Molnar Miklos Z, Ichii Hirohito, Lineen James, Foster Clarence E, Mathe Zoltan, Schiff Jeffrey, Kim S Joseph, Pahl Madeleine V, Amin Alpesh N, Kalantar-Zadeh Kamyar, Kovesdy Csaba P
Division of Nephrology and Hypertension, Harold Simmons Center for Kidney Disease Research and Epidemiology, University of California Irvine Medical Center, Orange, California; Department of Medicine, Division of Nephrology, University Health Network, University of Toronto, Toronto, Ontario, Canada; Department of Medicine, UC Irvine School of Medicine, Irvine, California.
Semin Dial. 2013 Nov-Dec;26(6):667-74. doi: 10.1111/sdi.12129. Epub 2013 Sep 9.
In the last decade, the number of patients starting dialysis after a failed kidney transplant has increased substantially. These patients appear to be different from their transplant-naïve counterparts, and so may be the timing of dialysis therapy initiation. An increasing number of studies suggest that in transplant-naïve patients, later dialysis initiation is associated with better outcomes. Very few data are available on timing of dialysis reinitiation in failed transplant recipients, and they suggest that an earlier return to dialysis therapy tended to be associated with worse survival, especially among healthier and younger patients and women. Failed transplant patients may also have unique issues such as continuation of immunosuppression versus withdrawal or the need for remnant allograft nephrectomy with regard to dialysis reinitiation. These patients may have a different predialysis preparation work-up, worse blood pressure control, higher or lower serum phosphorus levels, lower serum bicarbonate concentration, and worse anemia management. The choice of dialysis modality may also represent an important question for these patients, even though there appears to be no difference in mortality between patients starting peritoneal versus hemodialysis. Finally, failed transplant patients returning to dialysis appear to have a higher mortality rate compared with transplant-naïve incident dialysis patients, especially in the first several months of dialysis therapy. In this review, we will summarize the available data related to the timing of dialysis initiation and outcomes in failed kidney transplant patients after returning to dialysis.
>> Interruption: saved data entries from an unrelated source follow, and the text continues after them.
PR #657, opened 2017-07-06
NH-4003 - removing from configuration schema a dropped property after…

fredericDelaporte:
… session opening port from hibernate

I have forgotten about nhibernate-configuration.xsd file. Removing from it the old obsolete and now dropped by NH-4003 parameter. (On NH-4011 I have updated the xsd too, for its own new parameter.)


fredericDelaporte:
Any thoughts against merging this?

PR #659, opened 2017-07-11
NH-4009 - Handling db-only methods without exceptions.

fredericDelaporte:
[NH-4009](https://nhibernate.jira.com/browse/NH-4009) - Allow marking a Linq extension as db only

As per Alexander's request, available directly on `LinqExtensionMethodAttribute`, but still available as a separated `DBOnlyAttribute` (inherited by `LinqExtensionMethodAttribute`) too for method not being simply converted to function calls, like `MappedAs` or other custom extensions.

They have a `DBOnly` boolean property, `true` by default for `DBOnlyAttribute`, `false` by default for `LinqExtensionMethodAttribute`.

If a user combine both, its method will be considered "DB only" if at least one of them has `DBOnly` being `true`.

This change allows to more silently swallow unexpected partial evaluation failures, state in which the master branch was since [NH-3961](https://nhibernate.jira.com/browse/NH-3961).

With this change, [NH-3386](https://nhibernate.jira.com/browse/NH-3386) (accidentally "fixed" by NH-3961) will be supported by setting `DBOnly = true` on the `LinqExtensionMethodAttribute`, instead of being supported by throwing any exception (or even by trying to implement an in-memory implementation but failing and accidentally throwing at that).

### DIFF
--- a/doc/reference/modules/query_linq.xml
+++ b/doc/reference/modules/query_linq.xml
@@ -67,6 +67,10 @@ using NHibernate.Linq;]]></programlisting>
     session.Query<Cat>()
         .Where(c => c.BirthDate == DateTime.Today.MappedAs(NHibernateUtil.Date))
         .ToList();]]></programlisting>
+    <programlisting><![CDATA[IList<Cat> cats =
+    session.Query<Cat>()
+        .Where(c => c.Name == "Max".MappedAs(TypeFactory.Basic("AnsiString(200)")))
+        .ToList();]]></programlisting>
   </sect1>
 
   <sect1 id="querylinq-supportedmethods">
@@ -656,11 +660,20 @@ IList<Cat> cats =
     }
 }]]></programlisting>
       <para>
-        The method call will always be translated to SQL if at least one of the parameters of the
-        method call has its value originating from an entity. Otherwise, the Linq provider will try to
-        evaluate the method call with .Net runtime instead. Since NHibernate 5.0, if this runtime
-        evaluation fails (throws an exception), then the method call will be translated to SQL too.
+        Since NHibernate v5.0, the Linq provider will no more evaluate in-memory the method call
+        even when it does not depend on the queried data. If you wish to have the method call evaluated
+        before querying whenever possible, and then replaced in the query by its resulting value, specify
+        <literal>LinqExtensionPreEvaluation.AllowPreEvaluation</literal> on the attribute.
       </para>
+      <programlisting><![CDATA[public static class CustomLinqExtensions
+{
+    [LinqExtensionMethod("dbo.aCustomFunction", LinqExtensionPreEvaluation.AllowPreEvaluation)]
+    public static string ACustomFunction(this string input, string otherInput)
+    {
+        // In-memory evaluation implementation.
+        return input.Replace(otherInput, "blah");
+    }
+}]]></programlisting>
     </sect2>
 
     <sect2 id="querylinq-extending-generator">
@@ -766,6 +779,13 @@ cfg.LinqToHqlGeneratorsRegistry<ExtendedLinqToHqlGeneratorsRegistry>();
         .Min();]]></programlisting>
       <para>
         (Of course, the same result could be obtained with <literal>(DateTime?)(c.BirthDate)</literal>.)
+      </para>
+      <para>
+        By default, the Linq provider will try to evaluate the method call with .Net runtime
+        whenever possible, instead of translating it to SQL. It will not do it if at least one
+        of the parameters of the method call has its value originating from an entity, or if
+        the method is marked with the <literal>NoPreEvaluation</literal> attribute (available
+        since NHibernate 5.0).
       </para>
     </sect2>
   </sect1>
--- a/src/NHibernate.Test/Linq/ExtensionMethods.cs
+++ b/src/NHibernate.Test/Linq/ExtensionMethods.cs
@@ -1,19 +1,38 @@
-﻿using NHibernate.Linq;
+﻿using System;
+using NHibernate.Linq;
 
 namespace NHibernate.Test.Linq
 {
-    static class ExtensionMethods
-    {
-        [LinqExtensionMethod("Replace")]
-        public static string ReplaceExtension(this string subject, string search, string replaceWith)
-        {
-            return null;
-        }
+	static class ExtensionMethods
+	{
+		[LinqExtensionMethod("Replace")]
+		public static string ReplaceExtension(this string subject, string search, string replaceWith)
+		{
+			throw new InvalidOperationException("To be translated to SQL only");
+		}
 
-        [LinqExtensionMethod]
-        public static string Replace(this string subject, string search, string replaceWith)
-        {
-            return null;
-        }
-    }
+		[LinqExtensionMethod]
+		public static string Replace(this string subject, string search, string replaceWith)
+		{
+			throw new InvalidOperationException("To be translated to SQL only");
+		}
+
+		// NH4 default behavior
+		[LinqExtensionMethod("Replace", LinqExtensionPreEvaluation.AllowPreEvaluation)]
+		public static string ReplaceWithEvaluation(this string subject, string search, string replaceWith)
+		{
+			if (subject == null)
+				throw new ArgumentNullException(nameof(subject));
+			return subject.Replace(search, replaceWith) + " (done in-memory)";
+		}
+
+		// Just for checking weird combination
+		[LinqExtensionMethod("Replace", LinqExtensionPreEvaluation.AllowPreEvaluation), NoPreEvaluation]
+		public static string ReplaceWithEvaluation2(this string subject, string search, string replaceWith)
+		{
+			if (subject == null)
+				throw new ArgumentNullException(nameof(subject));
+			return subject.Replace(search, replaceWith) + " (done in-memory)";
+		}
+	}
 }
--- a/src/NHibernate.Test/Linq/FunctionTests.cs
+++ b/src/NHibernate.Test/Linq/FunctionTests.cs
@@ -1,5 +1,6 @@
 ﻿using System;
 using System.Linq;
+using System.Text.RegularExpressions;
 using NHibernate.DomainModel;
 using NHibernate.DomainModel.Northwind.Entities;
 using NHibernate.Linq;
@@ -114,17 +115,58 @@ namespace NHibernate.Test.Linq
 		[Test]
 		public void ReplaceFunction()
 		{
+			var suppliedName = "Anne";
 			var query = from e in db.Employees
 						where e.FirstName.StartsWith("An")
 						select new
-								{
-									Before = e.FirstName,
-									AfterMethod = e.FirstName.Replace("An", "Zan"),
-									AfterExtension = ExtensionMethods.Replace(e.FirstName, "An", "Zan"),
-									AfterExtension2 = e.FirstName.ReplaceExtension("An", "Zan")
-								};
+							{
+								Before = e.FirstName,
+								// This one call the standard string.Replace, not the extension. The linq registry handles it.
+								AfterMethod = e.FirstName.Replace("An", "Zan"),
+								AfterExtension = ExtensionMethods.Replace(e.FirstName, "An", "Zan"),
+								AfterNamedExtension = e.FirstName.ReplaceExtension("An", "Zan"),
+								AfterEvaluableExtension = e.FirstName.ReplaceWithEvaluation("An", "Zan"),
+								AfterEvaluable2Extension = e.FirstName.ReplaceWithEvaluation2("An", "Zan"),
+							BeforeConst = suppliedName,
+								// This one call the standard string.Replace, not the extension. The linq registry handles it.
+								AfterMethodConst = suppliedName.Replace("An", "Zan"),
+								AfterExtensionConst = ExtensionMethods.Replace(suppliedName, "An", "Zan"),
+								AfterNamedExtensionConst = suppliedName.ReplaceExtension("An", "Zan"),
+								AfterEvaluableExtensionConst = suppliedName.ReplaceWithEvaluation("An", "Zan"),
+								AfterEvaluable2ExtensionConst = suppliedName.ReplaceWithEvaluation2("An", "Zan")
+						};
+			var results = query.ToList();
+			var s = ObjectDumper.Write(results);
 
-			var s = ObjectDumper.Write(query);
+			foreach (var result in results)
+			{
+				var expectedDbResult = Regex.Replace(result.Before, "An", "Zan", RegexOptions.Compiled | RegexOptions.IgnoreCase);
+				Assert.That(result.AfterMethod, Is.EqualTo(expectedDbResult), $"Wrong {nameof(result.AfterMethod)} value");
+				Assert.That(result.AfterExtension, Is.EqualTo(expectedDbResult), $"Wrong {nameof(result.AfterExtension)} value");
+				Assert.That(result.AfterNamedExtension, Is.EqualTo(expectedDbResult), $"Wrong {nameof(result.AfterNamedExtension)} value");
+				Assert.That(result.AfterEvaluableExtension, Is.EqualTo(expectedDbResult), $"Wrong {nameof(result.AfterEvaluableExtension)} value");
+				Assert.That(result.AfterEvaluable2Extension, Is.EqualTo(expectedDbResult), $"Wrong {nameof(result.AfterEvaluable2Extension)} value");
+
+				var expectedDbResultConst = Regex.Replace(result.BeforeConst, "An", "Zan", RegexOptions.Compiled | RegexOptions.IgnoreCase);
+				var expectedInMemoryResultConst = result.BeforeConst.Replace("An", "Zan");
+				var expectedInMemoryExtensionResultConst = result.BeforeConst.ReplaceWithEvaluation("An", "Zan");
+				Assert.That(result.AfterMethodConst, Is.EqualTo(expectedInMemoryResultConst), $"Wrong {nameof(result.AfterMethodConst)} value");
+				Assert.That(result.AfterExtensionConst, Is.EqualTo(expectedDbResultConst), $"Wrong {nameof(result.AfterExtensionConst)} value");
+				Assert.That(result.AfterNamedExtensionConst, Is.EqualTo(expectedDbResultConst), $"Wrong {nameof(result.AfterNamedExtensionConst)} value");
+				Assert.That(result.AfterEvaluableExtensionConst, Is.EqualTo(expectedInMemoryExtensionResultConst), $"Wrong {nameof(result.AfterEvaluableExtensionConst)} value");
+				Assert.That(result.AfterEvaluable2ExtensionConst, Is.EqualTo(expectedInMemoryExtensionResultConst), $"Wrong {nameof(result.AfterEvaluable2ExtensionConst)} value");
+			}
+
+			// Should cause ReplaceWithEvaluation to fail
+			suppliedName = null;
+			var failingQuery = from e in db.Employees
+						where e.FirstName.StartsWith("An")
+						select new
+						{
+							Before = e.FirstName,
+							AfterEvaluableExtensionConst = suppliedName.ReplaceWithEvaluation("An", "Zan")
+						};
+			Assert.That(() => failingQuery.ToList(), Throws.InstanceOf<HibernateException>().And.InnerException.InstanceOf<ArgumentNullException>());
 		}
 
 		[Test]
--- a/src/NHibernate/Linq/LinqExtensionMethodAttribute.cs
+++ b/src/NHibernate/Linq/LinqExtensionMethodAttribute.cs
@@ -2,17 +2,106 @@ using System;
 
 namespace NHibernate.Linq
 {
-	public class LinqExtensionMethodAttribute: Attribute
+	/// <summary>
+	/// Flag a method as being a SQL function call for the linq-to-nhibernate provider. Its
+	/// parameters will be used as the function call parameters.
+	/// </summary>
+	public class LinqExtensionMethodAttribute : LinqExtensionMethodAttributeBase
 	{
+		/// <summary>
+		/// Default constructor. The method call will be translated by the linq provider to
+		/// a function call having the same name than the method.
+		/// </summary>
 		public LinqExtensionMethodAttribute()
-		{
-		}
+			: base(LinqExtensionPreEvaluation.NoEvaluation) { }
 
+		/// <summary>
+		/// Constructor specifying a SQL function name.
+		/// </summary>
+		/// <param name="name">The name of the SQL function.</param>
 		public LinqExtensionMethodAttribute(string name)
+			: this(name, LinqExtensionPreEvaluation.NoEvaluation) { }
+
+		/// <summary>
+		/// Constructor allowing to specify a <see cref="LinqExtensionPreEvaluation"/> for the method.
+		/// </summary>
+		/// <param name="preEvaluation">Should the method call be pre-evaluated when not depending on
+		/// queried data? Default is <see cref="LinqExtensionPreEvaluation.NoEvaluation"/>.</param>
+		public LinqExtensionMethodAttribute(LinqExtensionPreEvaluation preEvaluation)
+			: base(preEvaluation) { }
+
+		/// <summary>
+		/// Constructor for specifying a SQL function name and a <see cref="LinqExtensionPreEvaluation"/>.
+		/// </summary>
+		/// <param name="name">The name of the SQL function.</param>
+		/// <param name="preEvaluation">Should the method call be pre-evaluated when not depending on
+		/// queried data? Default is <see cref="LinqExtensionPreEvaluation.NoEvaluation"/>.</param>
+		public LinqExtensionMethodAttribute(string name, LinqExtensionPreEvaluation preEvaluation)
+			: base(preEvaluation)
 		{
 			Name = name;
 		}
 
-		public string Name { get; private set; }
+		/// <summary>
+		/// The name of the SQL function.
+		/// </summary>
+		public string Name { get; }
+	}
+
+	/// <summary>
+	/// Can flag a method as not being callable by the runtime, when used in Linq queries.
+	/// If the method is supported by the linq-to-nhibernate provider, it will always be converted
+	/// to the corresponding SQL statement.
+	/// Otherwise the linq-to-nhibernate provider evaluates method calls when they do not depend on
+	/// the queried data.
+	/// </summary>
+	public class NoPreEvaluationAttribute : LinqExtensionMethodAttributeBase
+	{
+		/// <summary>
+		/// Default constructor.
+		/// </summary>
+		public NoPreEvaluationAttribute()
+			: base(LinqExtensionPreEvaluation.NoEvaluation) { }
+	}
+
+	/// <summary>
+	/// Base class for Linq extension attributes.
+	/// </summary>
+	public abstract class LinqExtensionMethodAttributeBase : Attribute
+	{
+		/// <summary>
+		/// Should the method call be pre-evaluated when not depending on queried data? If it can,
+		/// it would then be evaluated and replaced by the resulting (parameterized) constant expression 
+		/// in the resulting SQL query.
+		/// </summary>
+		public LinqExtensionPreEvaluation PreEvaluation { get; }
+
+		/// <summary>
+		/// Default constructor.
+		/// </summary>
+		/// <param name="preEvaluation">Should the method call be pre-evaluated when not depending on queried data?</param>
+		protected LinqExtensionMethodAttributeBase(LinqExtensionPreEvaluation preEvaluation)
+		{
+			PreEvaluation = preEvaluation;
+		}
+	}
+
+	/// <summary>
+	/// Possible method call behaviors when the linq to NHibernate provider pre-evaluates
+	/// expressions before translating them to SQL.
+	/// </summary>
+	public enum LinqExtensionPreEvaluation
+	{
+		/// <summary>
+		/// The method call will not be evaluated even if its arguments do not depend on queried data.
+		/// It will always be translated to the corresponding SQL statement.
+		/// </summary>
+		NoEvaluation,
+		/// <summary>
+		/// If the method call does not depend on queried data, the method call will be evaluated and replaced
+		/// by the resulting (parameterized) constant expression in the resulting SQL query. A throwing
+		/// method implementation will cause the query to throw.
+		/// </summary>
+		AllowPreEvaluation
 	}
 }
--- a/src/NHibernate/Linq/Visitors/NhPartialEvaluatingExpressionVisitor.cs
+++ b/src/NHibernate/Linq/Visitors/NhPartialEvaluatingExpressionVisitor.cs
@@ -1,3 +1,5 @@
+using System;
+using System.Linq;
 using System.Linq.Expressions;
 using Remotion.Linq.Clauses.Expressions;
 using Remotion.Linq.Parsing;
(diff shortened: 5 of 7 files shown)


doc/reference/modules/query_linq.xml
```diff
@@ -67,6 +67,10 @@ using NHibernate.Linq;]]></programlisting>
     session.Query<Cat>()
         .Where(c => c.BirthDate == DateTime.Today.MappedAs(NHibernateUtil.Date))
         .ToList();]]></programlisting>
+    <programlisting><![CDATA[IList<Cat> cats =
+    session.Query<Cat>()
+        .Where(c => c.Name == "Max".MappedAs(TypeFactory.Basic("AnsiString(200)")))
+        .ToList();]]></programlisting>
```
fredericDelaporte: Sneakily added another example here by the way... Not utterly unrelated, since `MappedAs` benefits from `DBOnly` (avoids having its implementation relying on throwing exceptions), but a bit remote maybe.

src/NHibernate/Linq/DBOnlyAttribute.cs
```diff
@@ -0,0 +1,21 @@
...
+namespace NHibernate.Linq
+{
+	/// <summary>
+	/// Can flag a method as not being callable by the runtime, when used in Linq queries.
+	/// If the method is supported by the linq-to-nhibernate provider, and <see cref="DBOnly"/>
+	/// is <see langword="true" />, it will always be converted to the corresponding SQL statement.
+	/// Otherwise the linq-to-nhibernate provider evaluates method calls when they do not depend on
+	/// the queried data. <see cref="DBOnly"/> default value is <see langword="true" />.
+	/// </summary>
+	public class DBOnlyAttribute : Attribute
```
fredericDelaporte: Stating the default value in class comment instead of on property, since this property changes its default value when inherited.

hazzik:
I don't think that DbOnly is required at all. Any method explicitly registered with a generator/LinqExtensionMethodAttribute shall be treated as "db only" and evaluated on db site.

src/NHibernate/Linq/LinqExtensionMethodAttribute.cs
```diff
@@ -1,18 +1,34 @@
...
+	/// </summary>
+	public class LinqExtensionMethodAttribute: DBOnlyAttribute
 	{
+		/// <summary>
+		/// Default constructor. The method call will be translated by the linq provider to
+		/// a function call having the same name than the method.
+		/// </summary>
 		public LinqExtensionMethodAttribute()
 		{
+			DBOnly = false;
```
hazzik: What is the purpose of having `DBOnly = false`?

fredericDelaporte: Having the method by default evaluated in memory whenever possible.

For performances reasons, it is usually better to evaluate in memory, once per request, all computation which can be, rather than letting the SQL server doing that. Things that are purely iterative computations are usually a job more suitable for iterative processing engines like .Net than for data querying engines.

Especially when it is a function call: for SQL servers, most functions are "black-boxes", and if they are not correctly flagged as deterministic, they will be evaluated for each row even if their actual result with same arguments will always be the same. Causing extension calls which were previously in-memory evaluated to always be evaluated in SQL as function could be a major breaking change for performances.

When writing Linq queries, it is frequent to write expressions that can be evaluated before hand. Changing the Linq provider for not evaluating them would cause anyone willing to optimize them to extract them in local variables before writing the query, which could be quite a hassle. That is the very purpose of the partial evaluating processor, evaluating all sub-expression which can be.

fredericDelaporte:
> I don't think that DbOnly is required at all. Any method explicitly registered with a generator/LinqExtensionMethodAttribute shall be treated as "db only" and evaluated on the db side.

Easy for `LinqExtensionMethodAttribute` if we really deem that preferable, not so for method registered. It would require the filter to check each method call against registered methods, with signature checks. Quite heavier than checking an attribute.

And here too, I am not convinced this is a good default choice. I consider that all that can be evaluated before hand in memory should be evaluated, instead of transmitting them to SQL. .Net is best as iterative processing, SQL at data processing. Better do iterative processing on .Net side whenever possible.

src/NHibernate/Linq/LinqExtensionMethodAttribute.cs
hazzik: >Having the method by default evaluated in memory whenever possible

We need a test for this. But I don't see any practical application of this behavior. 

It seems that "DBOnly=false" is ... just a normal method.

fredericDelaporte: `DBOnly = false` is current NHibernate v4 behavior. Evaluated in memory if call arguments do not depends on queried data, otherwise evaluated by SQL.

hazzik:
I just don't understand what you are going to achieve with "DbOnly=false". If method is instance then linq will throw an unknown method exception. If method is static it will be evaluated and substituted with a result, so it will never make into a query. As it was a just normal method.

src/NHibernate/Linq/LinqExtensionMethodAttribute.cs
hazzik: It's not true. Any static method regardless accepting the argument from the query or not is tried be evaluated.

fredericDelaporte:
I do not understand your points either. That just works that way with NHibernate v4, as if dbOnly was false. Are you telling `LinqExtensionMethodAttribute` has currently no purpose? But it has already served me well, and other people too.

fredericDelaporte:
> If method is instance then linq will throw an unknown method exception. If method is static it will be evaluated and substituted with a result, so it will never make into a query. As it was a just normal method.

Never seen that. No, it just works if the method has a working in-memory implementation and a working SQL translation. When it is called on constants, it gets evaluated by the partial evaluating processor, and is replaced by a constant in the resulting query. When it is called on queried entities, the partial evaluating processor will not try to evaluate them and will let the NHibernate linq extension translate them to sql.

hazzik:
I go sleep, but changes without tests do not go into master. There is no sensible application for dbonly=false.

fredericDelaporte:
> I go sleep, but changes without tests do not go into master. There is no sensible application for dbonly=false.

Good night, but maybe reconsider later. `DBOnly = false` is no change, `DBOnly = false` is preserving NHibernate v4 behavior.

src/NHibernate/Linq/LinqExtensionMethodAttribute.cs
fredericDelaporte: I will add tests demonstrating that. But here that will be tests about how things were already working in NHibernate v4.

hazzik:
If the behavior will be preserved, why did you change the attributes on existing methods (newid for example)?

hazzik:
Ok, you've made me wake up from the bed. It's bad.

Let's consider these two methods in NH4:
```
	[LinqExtensionMethod(Name="NEWID")]
	public static Guid NewID1_1()
	{
		throw new InvalidOperationException("To be translated to SQL only");
	}
	public static Guid NewID1_2()
	{
		throw new InvalidOperationException("To be translated to SQL only");
	}
	[LinqExtensionMethod(Name="NEWID")]
	public static Guid NewID2_1()
	{
		return Guid.NewGuid();
	}
	public static Guid NewID2_2()
	{
		return Guid.NewGuid();
	}
```
NewID1_1 will throw an exception and will not be evaluated in memory. Later the HqlGenerator will find the [LinqExtension] attribute and will substitute it with "NEWID" sql function call. NewID1_2 will throw an exception and will not be evaluated in memory. Later the hql generator will not be able to find a function substitution for a method and throw NotSupportedException (HqlGeneratorExpressionVisitor.cs, L515). NewID2_1 and NewID2_2 will not throw any exception and will be evaluated by .NET and will never make into the query.

Now consider the same methods with the proposed implementations:

```
	[LinqExtensionMethod("NEWID", DbOnly=true)]
	public static Guid NewID1_1()
	{
		throw new InvalidOperationException("To be translated to SQL only");
	}
	[LinqExtensionMethod("NEWID", DbOnly=false)]
	public static Guid NewID1_2()
	{
		throw new InvalidOperationException("To be translated to SQL only");
	}
	public static Guid NewID1_3() //no attribute
	{
		throw new InvalidOperationException("To be translated to SQL only");
	}
	[LinqExtensionMethod("NEWID", DDOnly=true)]
	public static Guid NewID2_1()
	{
		return Guid.NewGuid();
	}
	[LinqExtensionMethod("NEWID", DDOnly=false)]
	public static Guid NewID2_2()
	{
		return Guid.NewGuid();
	}
	public static Guid NewID2_3() //no attribute
	{
		return Guid.NewGuid();
	}
```

- NewID1_1 will be evaluated into the query as a NEWID function
- NewID1_2 will throw "System.NotSupportedException: PartialEvalException (InvalidOperationException ("To be translated to SQL only"), NewID1_2())"
- NewID1_3 will throw "System.NotSupportedException: PartialEvalException (InvalidOperationException ("To be translated to SQL only"), NewID1_2())" **(sic!)**
- NewID2_1 will be evaluated into the query as a NEWID function
- NewID2_2 will be evaluated into the query as a parameter (constant)
- NewID2_3 will be evaluated into the query as a parameter (constant) **(sic!)**

So as we can see, "DDOnly=false" behaves exactly as there was no attribute applied at all - and therefore it does not make sense to have it. This is the results of the tests I just wrote.

fredericDelaporte:
> If the behavior will be preserved, why did you change the attributes on existing methods (newid for example)?

This one was failing in NHibernate v4, and was ignored. As written at the start of this PR, it was unexpectedly fixed when fixing NH-3961 (the parameter value bad "caching" trouble). Prior to that change, there were no mean to get translated to SQL a method not having any argument, or only called on constants. The first partial evaluation was ignoring its failure and treating it as having to stay in the expression for later processing, but a second partial evaluation was trying to run it again, and was then rejecting the method failure.

NH-3961 has removed that second partial evaluation, causing any failing method to be ignored and let in the tree for being translated to SQL. This has caused NH-3386 to be "fixed" in v5 by the way. But this is not a desirable state, because that would mean that any unexpected failure is swallowed in the hope that the failing method is translatable to SQL. If not, the query parsing will then fail with an unrecognized method, instead of telling the user what was the evaluation failure.

That is why we anyway need to do something, for avoiding swallowing potential actual errors, not only "exceptions raised from methods for forcing them to be translated to SQL". And better implement a way not relying at all on exception being thrown, contrary to what do master since NH-3961 for extension methods like newid, and NHibernate since `MappedAs` is around. This PR does that.

The possibility to disable that new `DBOnly` is not required for doing that. It is there for still allowing calls to be evaluated in memory when they can be, as it is currently done by NHibernate v4. Not having that would mean by example that a string concatenation in a lambda would be translated to SQL even if it could have been done before emitting the query.

Like
```C#
public IList<Person> Search(nameStart)
{
    // ...
    queryable = queryable.Where(e => e.Name.Like(nameStart + "%"));
}
```
Say the method is called with "Bo"; `Like` is another extension method already working (and tested, without any attribute, so treated as if db only was false).
The current partial evaluation cause the SQL query to be like:
```sql
where e.Name like @p1
```
With `@p1 = 'Bo%'`
Treating `String.Concat` as dbonly because it would be registered in recognized linqs method (not currently the case) would cause the SQL query to be then:
```sql
where e.Name like @p1 + '%'
```
With `@p1 = 'Bo'`

Here that is just a simple case, which do not result in a function call on sql side and should not have much impact. But for other extension cases, having them ending in SQL while they could have been evaluated in memory instead can be more detrimental.

fredericDelaporte:
> Ok, you've made me wake up from the bed. It's bad.

Sorry, maybe mute your phone, at least for mails.

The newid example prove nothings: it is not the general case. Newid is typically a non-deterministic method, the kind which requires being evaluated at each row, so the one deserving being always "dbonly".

在过去十年中,肾移植失败后开始透析的患者数量大幅增加。这些患者似乎与未曾接受过移植的患者不同,透析治疗开始的时机可能也有所不同。越来越多的研究表明,在未曾接受过移植的患者中,较晚开始透析与更好的预后相关。关于移植失败受者重新开始透析的时机,可用数据非常少,这些数据表明较早恢复透析治疗往往与较差的生存率相关,尤其是在健康状况较好、较年轻的患者以及女性中。移植失败的患者在重新开始透析方面可能还存在一些独特的问题,例如免疫抑制是继续还是停用,或者是否需要进行残余同种异体肾切除术。这些患者可能有不同的透析前准备检查、更差的血压控制、更高或更低的血清磷水平、更低的血清碳酸氢盐浓度以及更差的贫血管理。透析方式的选择对这些患者来说可能也是一个重要问题,尽管开始腹膜透析与血液透析的患者在死亡率上似乎没有差异。最后,与未曾接受过移植的初发透析患者相比,重新开始透析的移植失败患者似乎有更高的死亡率,尤其是在透析治疗的最初几个月。在这篇综述中,我们将总结与肾移植失败患者重新开始透析后透析开始时机及预后相关的现有数据。